Meta-Robots ' noindex ' & X-robots-tag ' Noindex '

These labels are superfluous. These two tags are placed on the same page I can only see the bad effects of SEO. If you can change the header file in the Meta robot ' noindex ', you shouldn't use the X robot tag.

Robots.txt Disallow &meta ' noindex '

This is the most common conflict I've ever seen:

The reason I favor meta-noindex is because it effectively blocks a page from being indexed, and it can also pass weights to a deeper page that connects to the page.   This is a win-win approach. The robots.txt file does not allow a full restriction on search engines to view information on the page (and its valuable internal links), especially when URLs are indexed. What's the benefit? I have written an article on this subject alone.

If two tags are used, the robots.txt guarantee will make meta robots ' noindex ' not be seen by spiders. You will be affected by the disallow in robots.txt and miss all the benefits of all the meta-Robots ' noindex '.

The source of the article for www.leadseo.cn Shanghai, the website optimization experts, reprint please keep the source! Thank you very much!

Contact Us

The content source of this page is from Internet, which doesn't represent Alibaba Cloud's opinion; products and services mentioned on that page don't have any relationship with Alibaba Cloud. If the content of the page makes you feel confusing, please write us an email, we will handle the problem within 5 days after receiving your email.

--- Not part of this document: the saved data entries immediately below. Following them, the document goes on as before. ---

PR #13453, opened 2023-01-20
teamd: Add support for custom retry counts for LACP sessions

saiarcot895:

#### Why I did it

This is to add support for specifying custom retry counts for LACP sessions. This is to make warmboot easier on low-storage and low-memory platforms, by allowing more than 90 seconds of downtime.

- [ ] 201811
- [ ] 201911
- [ ] 202006
- [ ] 202012
- [ ] 202106
- [ ] 202111
- [ ] 202205
- [ ] 202211

### DIFF
--- a/src/libteam/patch/block-retry-count-changes.patch
+++ b/src/libteam/patch/block-retry-count-changes.patch
@@ -1,0 +1,60 @@
+Don't reset the retry count after setting it for 60 seconds
+
+From: Saikrishna Arcot <sarcot@microsoft.com>
+Date: 2023-01-18 14:26:36 -0800
+
+After setting the retry count to some custom value, if a normal LACP
+packet comes in without a custom retry count, don't reset it back to
+that custom retry count for the first 60 seconds.
+---
+ teamd/teamd_runner_lacp.c |   22 ++++++++++++++++------
+ 1 file changed, 16 insertions(+), 6 deletions(-)
+
+diff --git a/teamd/teamd_runner_lacp.c b/teamd/teamd_runner_lacp.c
+index f58ad3b..7df3bcb 100644
+--- a/teamd/teamd_runner_lacp.c
++++ b/teamd/teamd_runner_lacp.c
+@@ -180,6 +180,7 @@ struct lacp {
+ 	struct lacp_port *selected_agg_lead; /* leading port of selected aggregator */
+ 	bool carrier_up;
+ 	time_t warm_start_mode_timer;
++	time_t next_retry_count_change_time;
+ 	struct {
+ 		bool active;
+ #define		LACP_CFG_DFLT_ACTIVE true
+@@ -1457,6 +1458,8 @@ static int lacpdu_send(struct lacp_port *lacp_port)
+ 	return err;
+ }
+ 
++#define LACP_NEXT_RETRY_COUNT_CHANGE_TIMEOUT 60
++
+ static int lacpdu_process(struct lacp_port *lacp_port, struct lacpdu* lacpdu)
+ {
+ 	int err;
+@@ -1493,13 +1496,20 @@ static int lacpdu_process(struct lacp_port *lacp_port, struct lacpdu* lacpdu)
+ 					   lacp_port->partner_retry_count,
+ 					   lacpdu->v2.actor_retry_count);
+ 		lacp_port->partner_retry_count = lacpdu->v2.actor_retry_count;
++		lacp_port->lacp->next_retry_count_change_time = time(NULL) + LACP_NEXT_RETRY_COUNT_CHANGE_TIMEOUT;
+ 	} else {
+-		if (lacp_port->partner_retry_count != LACP_CFG_DFLT_RETRY_COUNT)
+-			teamd_log_dbg(lacp_port->ctx, "%s: retry count from partner changed from %u to %u",
+-					   lacp_port->tdport->ifname,
+-					   lacp_port->partner_retry_count,
+-					   LACP_CFG_DFLT_RETRY_COUNT);
+-		lacp_port->partner_retry_count = LACP_CFG_DFLT_RETRY_COUNT;
++		time_t currentTime = time(NULL);
++		if (currentTime < lacp_port->lacp->next_retry_count_change_time) {
++			teamd_log_dbg(lacp_port->ctx, "%s: retry count changed too recently",
++					lacp_port->tdport->ifname);
++		} else {
++			if (lacp_port->partner_retry_count != LACP_CFG_DFLT_RETRY_COUNT)
++				teamd_log_dbg(lacp_port->ctx, "%s: retry count from partner changed from %u to %u",
++						lacp_port->tdport->ifname,
++						lacp_port->partner_retry_count,
++						LACP_CFG_DFLT_RETRY_COUNT);
++			lacp_port->partner_retry_count = LACP_CFG_DFLT_RETRY_COUNT;
++		}
+ 	}
+ 
+ 	err = lacp_port_set_state(lacp_port, PORT_STATE_CURRENT);
--- a/src/libteam/patch/add-support-for-custom-retry.patch
+++ b/src/libteam/patch/add-support-for-custom-retry.patch
@@ -1,0 +1,358 @@
+Add support for custom retry counts for LACP sessions
+
+From: Saikrishna Arcot <sarcot@microsoft.com>
+Date: 2022-12-21 18:11:31 -0800
+
+Add support for using custom retry count (instead of the default of 3) for LACP
+sessions, to allow for sessions to stay up for more than 90 seconds.
+---
+ teamd/teamd_runner_lacp.c |  212 ++++++++++++++++++++++++++++++++++++++++++---
+ 1 file changed, 198 insertions(+), 14 deletions(-)
+
+diff --git a/teamd/teamd_runner_lacp.c b/teamd/teamd_runner_lacp.c
+index 82b8b86..f58ad3b 100644
+--- a/teamd/teamd_runner_lacp.c
++++ b/teamd/teamd_runner_lacp.c
+@@ -77,22 +77,45 @@ struct lacpdu {
+ 	uint8_t			collector_info_len;
+ 	uint16_t		collector_max_delay;
+ 	uint8_t			__reserved3[12];
+-	uint8_t			terminator_tlv_type;
+-	uint8_t			terminator_info_len;
+-	uint8_t			__reserved4[50];
++	union {
++		struct {
++			uint8_t	terminator_tlv_type;
++			uint8_t	terminator_info_len;
++			uint8_t __reserved4[8];
++		} __attribute__((__packed__)) v1;
++		struct {
++			uint8_t actor_retry_tlv_type;
++			uint8_t actor_retry_tlv_len;
++			uint8_t actor_retry_count;
++			uint8_t __reserved_a[1];
++			uint8_t partner_retry_tlv_type;
++			uint8_t partner_retry_tlv_len;
++			uint8_t partner_retry_count;
++			uint8_t __reserved_b[1];
++			uint8_t	terminator_tlv_type;
++			uint8_t	terminator_info_len;
++		} __attribute__((__packed__)) v2;
++	} __attribute__((__packed__));
++	uint8_t			__reserved5[42];
+ } __attribute__((__packed__));
+ 
+-static void lacpdu_init(struct lacpdu *lacpdu)
++static void lacpdu_init(struct lacpdu *lacpdu, uint8_t version)
+ {
+ 	memset(lacpdu, 0, sizeof(*lacpdu));
+ 	lacpdu->subtype			= 0x01;
+-	lacpdu->version_number		= 0x01;
++	lacpdu->version_number		= version;
+ 	lacpdu->actor_tlv_type		= 0x01;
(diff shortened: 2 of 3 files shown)


src/libteam/patch/block-retry-count-changes.patch
```diff
@@ -0,0 +1,60 @@
...
+ 	time_t warm_start_mode_timer;
++	time_t next_retry_count_change_time;
+ 	struct {
+ 		bool active;
+ #define		LACP_CFG_DFLT_ACTIVE true
+@@ -1457,6 +1458,8 @@ static int lacpdu_send(struct lacp_port *lacp_port)
+ 	return err;
+ }
+ 
++#define LACP_NEXT_RETRY_COUNT_CHANGE_TIMEOUT 60
```
yxieca, line 29: Is this in seconds? Suggest rename the macro to indication the unit.

yxieca:
@saiarcot895 in the patch file, there seems to be a mix use of tabs and whitespaces, which caused indentation issues even just see from this PR. Can you unify the spaces?

src/libteam/patch/block-retry-count-changes.patch
saiarcot895: Done

saiarcot895:
> @saiarcot895 in the patch file, there seems to be a mix use of tabs and whitespaces, which caused indentation issues even just see from this PR. Can you unify the spaces?

I converted some lines that appeared to be using spaces to tabs, hopefully I got all of them.

src/libteam/patch/0014-block-retry-count-changes.patch
```diff
@@ -0,0 +1,60 @@
...
+ 		lacp_port->partner_retry_count = lacpdu->v2.actor_retry_count;
++		lacp_port->lacp->next_retry_count_change_time = time(NULL) + LACP_NEXT_RETRY_COUNT_CHANGE_TIMEOUT_SECONDS;
+ 	} else {
+-		if (lacp_port->partner_retry_count != LACP_CFG_DFLT_RETRY_COUNT)
+-			teamd_log_dbg(lacp_port->ctx, "%s: retry count from partner changed from %u to %u",
+-					   lacp_port->tdport->ifname,
+-					   lacp_port->partner_retry_count,
+-					   LACP_CFG_DFLT_RETRY_COUNT);
+-		lacp_port->partner_retry_count = LACP_CFG_DFLT_RETRY_COUNT;
++		time_t currentTime = time(NULL);
```
yxieca, line 46: Are you taking the wall clock or monotonic clock?

saiarcot895: This is taking the wall clock time, but it should instead be using monotonic time. I'll make the change.

src/libteam/patch/0013-add-support-for-custom-retry.patch
```diff
@@ -0,0 +1,358 @@
...
++	}
+ 
+ 	err = teamd_send(lacp_port->sock, &lacpdu, sizeof(lacpdu), 0);
+ 	return err;
+@@ -1428,6 +1482,26 @@ static int lacpdu_process(struct lacp_port *lacp_port, struct lacpdu* lacpdu)
+ 			return err;
+ 	}
+ 
++	if (lacpdu->version_number == 0xf1) {
++		if (lacpdu->v2.actor_retry_count < 3) {
```
judyjoseph, line 174: Can we remove the hardcoded value here, use LACP_CFG_DFLT_RETRY_COUNT instead ?

src/libteam/patch/0013-add-support-for-custom-retry.patch
```diff
@@ -0,0 +1,358 @@
...
++			teamd_log_err("%s: retry count from partner (%u) out of its limits.", lacp_port->tdport->ifname, lacpdu->v2.actor_retry_count);
++			return -EINVAL;
++		}
++		if (lacp_port->partner_retry_count != lacpdu->v2.actor_retry_count)
++			teamd_log_dbg(lacp_port->ctx, "%s: retry count from partner changed from %u to %u",
++					   lacp_port->tdport->ifname,
++					   lacp_port->partner_retry_count,
++					   lacpdu->v2.actor_retry_count);
++		lacp_port->partner_retry_count = lacpdu->v2.actor_retry_count;
```
judyjoseph, line 183: Does this mean we allways expect the actor and partner to have same retry_count ?

src/libteam/patch/0013-add-support-for-custom-retry.patch
saiarcot895: Oh, yes this should use `LACP_CFG_DFLT_RETRY_COUNT` instead.

src/libteam/patch/0013-add-support-for-custom-retry.patch
saiarcot895: No. The actor fields in the `lacpdu` packet that we received refer to the partner fields in `lacp_port`. In other words, in the LACP PDU that we received, the actor information refers to our peer's information (aka our partner).

src/libteam/patch/0014-block-retry-count-changes.patch
saiarcot895: Changed.

src/libteam/patch/0013-add-support-for-custom-retry.patch
saiarcot895: Fixed.

yxieca (approved):

src/libteam/patch/0015-add-support-for-custom-retry.patch
```diff
@@ -0,0 +1,505 @@
...
++	if (err)
++		lacp->cfg.enable_retry_count = LACP_CFG_DFLT_ENABLE_RETRY_COUNT;
++	teamd_log_dbg(ctx, "Using enable_retry_count \"%d\".", lacp->cfg.enable_retry_count);
++
++	err = teamd_config_int_get(ctx, &tmp, "$.runner.retry_count");
++	if (err) {
++		lacp->cfg.retry_count = LACP_CFG_DFLT_RETRY_COUNT;
++	} else if (tmp < 3) {
++		teamd_log_err("\"retry_count\" value is out of its limits.");
++		return -EINVAL;
```
yxieca, line 138: We could probably generate the error message here and continue with retry count of LACP_CFG_DFLT_RETRY_COUNT, and proceed with LACP_CFG_DFLT_RETRY_COUNT?

saiarcot895: Updated.

src/libteam/patch/0016-block-retry-count-changes.patch
```diff
@@ -0,0 +1,141 @@
+Don't reset the retry count after setting it for 60 seconds
+
+From: Saikrishna Arcot <sarcot@microsoft.com>
+Date: 2023-01-18 14:26:36 -0800
+
+After setting the retry count to some custom value, if a normal LACP
+packet comes in without a custom retry count, don't reset it back to
```
vaibhavhd, line 7: Is this description correct? Should this be `don't reset the retry count back to old/default retry count`?

src/libteam/patch/0016-block-retry-count-changes.patch
```diff
@@ -0,0 +1,141 @@
...
+ 	enum lacp_port_state state;
++	int last_received_lacpdu_version;
+ 	bool lacpdu_saved;
+ 	struct lacpdu last_pdu;
+ 	struct {
+@@ -1351,6 +1353,7 @@ static int lacp_port_set_state(struct lacp_port *lacp_port,
+ 		if (err)
+ 			return err;
+ 		lacp_port->lacp->cfg.retry_count = LACP_CFG_DFLT_RETRY_COUNT;
++		lacp_port->last_received_lacpdu_version = 0x01;
```
vaibhavhd, line 37: Why is the last received version set to 0x01?

src/libteam/patch/0016-block-retry-count-changes.patch
```diff
@@ -0,0 +1,141 @@
...
+ 	if (!lacpdu_check(lacpdu)) {
+ 		teamd_log_warn("malformed LACP PDU came.");
+@@ -1523,17 +1529,55 @@ static int lacpdu_process(struct lacp_port *lacp_port, struct lacpdu* lacpdu)
+ 					lacp_port->partner_retry_count,
+ 					lacpdu->v2.actor_retry_count);
+ 			lacp_port->partner_retry_count = lacpdu->v2.actor_retry_count;
++			if (clock_gettime(CLOCK_MONOTONIC, &monotonic_time)) {
++				err = errno;
++				teamd_log_err("%s: unable to get current time: %s", lacp_port->tdport->ifname, strerror(err));
++				return -err;
```
vaibhavhd, line 70: Is this if block doing anything? I don't see `monotonic_time` that is collected here being used anywhere.

src/libteam/patch/0016-block-retry-count-changes.patch
```diff
@@ -0,0 +1,141 @@
...
++			}
++		}
++		if (lacp_port->partner_retry_count != LACP_CFG_DFLT_RETRY_COUNT) {
++			// Reset the change time every time a 0xf1 packet comes in
++			if (clock_gettime(CLOCK_MONOTONIC, &monotonic_time)) {
++				err = errno;
++				teamd_log_err("%s: unable to get current time: %s", lacp_port->tdport->ifname, strerror(err));
++				return -err;
```
vaibhavhd, line 78: What happens to retry count if getting time fails? Will/should this be fatal for teamd?

src/libteam/patch/0016-block-retry-count-changes.patch
```diff
@@ -0,0 +1,141 @@
...
++						lacp_port->tdport->ifname,
++						lacp_port->partner_retry_count,
++						LACP_CFG_DFLT_RETRY_COUNT);
++				lacp_port->partner_retry_count = LACP_CFG_DFLT_RETRY_COUNT;
++			}
+ 		}
+ 	}
+ 
++	if (lacp_port->last_received_lacpdu_version != lacpdu->version_number) {
++        teamd_log_dbg(lacp_port->ctx, "%s: LACPDU version changed from %u to %u",
```
vaibhavhd, line 108: Indentation here looks not consistent w/ rest of the indentation in this file.

src/libteam/patch/0016-block-retry-count-changes.patch
```diff
@@ -0,0 +1,141 @@
...
++                lacp_port->tdport->ifname,
++                lacp_port->last_received_lacpdu_version,
++                lacpdu->version_number);
++		lacp_port->last_received_lacpdu_version = lacpdu->version_number;
++		// Force-send a LACPDU packet acknowledging change in version
++		err = lacpdu_send(lacp_port);
```
vaibhavhd, line 114: The same packet w/ changed version is sent here. Don't you also want to change retry count in the sent packet?

src/libteam/patch/0016-block-retry-count-changes.patch
saiarcot895: This is in the case where the LAG has gone down (changed to either expired or defaulted state); at that point, it's better to assume that the peer doesn't understand 0xf1, in case the peer changed, or the peer OS version changed to some older version; otherwise, the LAG may never come up.

src/libteam/patch/0016-block-retry-count-changes.patch
saiarcot895: `clock_gettime` returns -1 for failure and 0 for success; that means if it gets into the if-block, then `clock_gettime` failed for some reason.

src/libteam/patch/0016-block-retry-count-changes.patch
saiarcot895: Hmm, with the current code, this would mean the LACPDU packet wouldn't even get processed, which would mean that the 90-second (or however many seconds based on the retry count) timer won't get refreshed, and the LAG would go down.

The timers that teamd uses also use `CLOCK_MONOTONIC`, so I'm inclined to think that if that call fails 3 times, something is messed up with the system.

src/libteam/patch/0016-block-retry-count-changes.patch
saiarcot895: The new retry count is in this packet (it would've been updated in the previous if-else block, the `lacp_port->partner_retry_count` field).

src/libteam/patch/0016-block-retry-count-changes.patch
saiarcot895: Fixed.

src/libteam/patch/0016-block-retry-count-changes.patch
saiarcot895: Fixed.

vaibhavhd (approved):

judyjoseph (approved):
LGTM, I see that the cutom retry is sent based on the RX of LACP PDU. Is there a way user can set this explicitly to override the default retry of 3 ?

saiarcot895:
The user can specify any custom retry count from the CLI (there's a sonic-utilities PR that was merged in with support for this). However, after some period of time, or some state changes (such as the link going down or the LACP session going down), it will reset back to 3 to comply with the current LACP standard.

If you find any instances of plagiarism from the community, please send an email to: info-contact@alibabacloud.com and provide relevant evidence. A staff member will contact you within 5 working days.

A Free Trial That Lets You Build Big!

Start building with 50+ products and up to 12 months usage for Elastic Compute Service

  • Sales Support

    1 on 1 presale consultation

  • After-Sales Support

    24/7 Technical Support 6 Free Tickets per Quarter Faster Response

  • Alibaba Cloud offers highly flexible support services tailored to meet your exact needs.